=== WORK ORDER ===
Check every line of the records below for the string "parameter" and copy the ones that have it.

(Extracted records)
[Start of Attachment]

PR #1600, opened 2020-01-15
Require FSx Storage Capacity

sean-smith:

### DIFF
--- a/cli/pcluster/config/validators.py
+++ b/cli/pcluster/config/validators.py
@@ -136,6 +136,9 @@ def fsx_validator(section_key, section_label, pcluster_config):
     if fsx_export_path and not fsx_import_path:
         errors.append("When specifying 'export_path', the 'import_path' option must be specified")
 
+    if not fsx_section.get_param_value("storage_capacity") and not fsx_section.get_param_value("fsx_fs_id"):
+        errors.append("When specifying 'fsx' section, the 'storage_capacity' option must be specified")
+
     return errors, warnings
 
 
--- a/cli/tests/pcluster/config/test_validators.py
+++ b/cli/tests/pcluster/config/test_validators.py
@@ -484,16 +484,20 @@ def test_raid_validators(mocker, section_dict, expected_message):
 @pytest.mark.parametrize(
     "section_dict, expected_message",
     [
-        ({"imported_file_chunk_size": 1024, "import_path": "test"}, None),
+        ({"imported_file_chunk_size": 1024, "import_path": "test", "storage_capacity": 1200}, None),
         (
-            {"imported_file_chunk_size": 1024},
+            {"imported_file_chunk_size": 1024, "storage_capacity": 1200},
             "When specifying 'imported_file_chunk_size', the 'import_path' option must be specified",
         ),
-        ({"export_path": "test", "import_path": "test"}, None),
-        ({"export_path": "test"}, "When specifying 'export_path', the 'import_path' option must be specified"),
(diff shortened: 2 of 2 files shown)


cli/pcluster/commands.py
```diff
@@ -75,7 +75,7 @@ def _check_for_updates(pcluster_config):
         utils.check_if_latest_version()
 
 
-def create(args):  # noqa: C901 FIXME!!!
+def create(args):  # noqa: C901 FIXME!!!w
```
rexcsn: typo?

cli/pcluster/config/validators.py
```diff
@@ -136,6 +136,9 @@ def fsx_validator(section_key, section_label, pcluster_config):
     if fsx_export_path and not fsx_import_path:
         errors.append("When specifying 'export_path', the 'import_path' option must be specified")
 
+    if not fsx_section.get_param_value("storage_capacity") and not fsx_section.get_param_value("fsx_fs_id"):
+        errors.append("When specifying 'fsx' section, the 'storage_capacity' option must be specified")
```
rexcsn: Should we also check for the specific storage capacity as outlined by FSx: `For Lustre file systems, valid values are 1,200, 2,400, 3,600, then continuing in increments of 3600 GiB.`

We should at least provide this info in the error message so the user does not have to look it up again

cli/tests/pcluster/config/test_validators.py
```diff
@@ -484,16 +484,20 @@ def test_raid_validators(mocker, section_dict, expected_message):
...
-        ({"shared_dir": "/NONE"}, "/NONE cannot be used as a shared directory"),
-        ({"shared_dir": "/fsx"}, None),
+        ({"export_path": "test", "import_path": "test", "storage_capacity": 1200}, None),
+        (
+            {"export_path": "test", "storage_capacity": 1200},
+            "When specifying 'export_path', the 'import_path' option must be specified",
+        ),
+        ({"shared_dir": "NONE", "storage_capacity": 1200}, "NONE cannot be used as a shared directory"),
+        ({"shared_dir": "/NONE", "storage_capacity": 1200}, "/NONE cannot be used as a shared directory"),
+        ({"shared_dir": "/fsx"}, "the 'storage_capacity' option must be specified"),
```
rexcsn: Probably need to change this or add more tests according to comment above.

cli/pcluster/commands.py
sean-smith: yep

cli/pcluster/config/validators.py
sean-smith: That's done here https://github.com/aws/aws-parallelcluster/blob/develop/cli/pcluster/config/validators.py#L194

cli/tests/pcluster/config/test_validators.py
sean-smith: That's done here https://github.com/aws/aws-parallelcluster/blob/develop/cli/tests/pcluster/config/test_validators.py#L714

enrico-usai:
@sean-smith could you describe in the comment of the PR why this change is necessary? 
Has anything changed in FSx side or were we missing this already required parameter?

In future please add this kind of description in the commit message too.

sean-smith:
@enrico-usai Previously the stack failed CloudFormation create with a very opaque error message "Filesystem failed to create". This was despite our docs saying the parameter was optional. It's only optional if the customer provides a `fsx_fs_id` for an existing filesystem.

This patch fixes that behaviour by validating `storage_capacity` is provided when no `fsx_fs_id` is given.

[End of Attachment]

=== ANSWER TO THE PROBLEM ===
Has anything changed in FSx side or were we missing this already required parameter?
@enrico-usai Previously the stack failed CloudFormation create with a very opaque error message "Filesystem failed to create". This was despite our docs saying the parameter was optional. It's only optional if the customer provides a `fsx_fs_id` for an existing filesystem.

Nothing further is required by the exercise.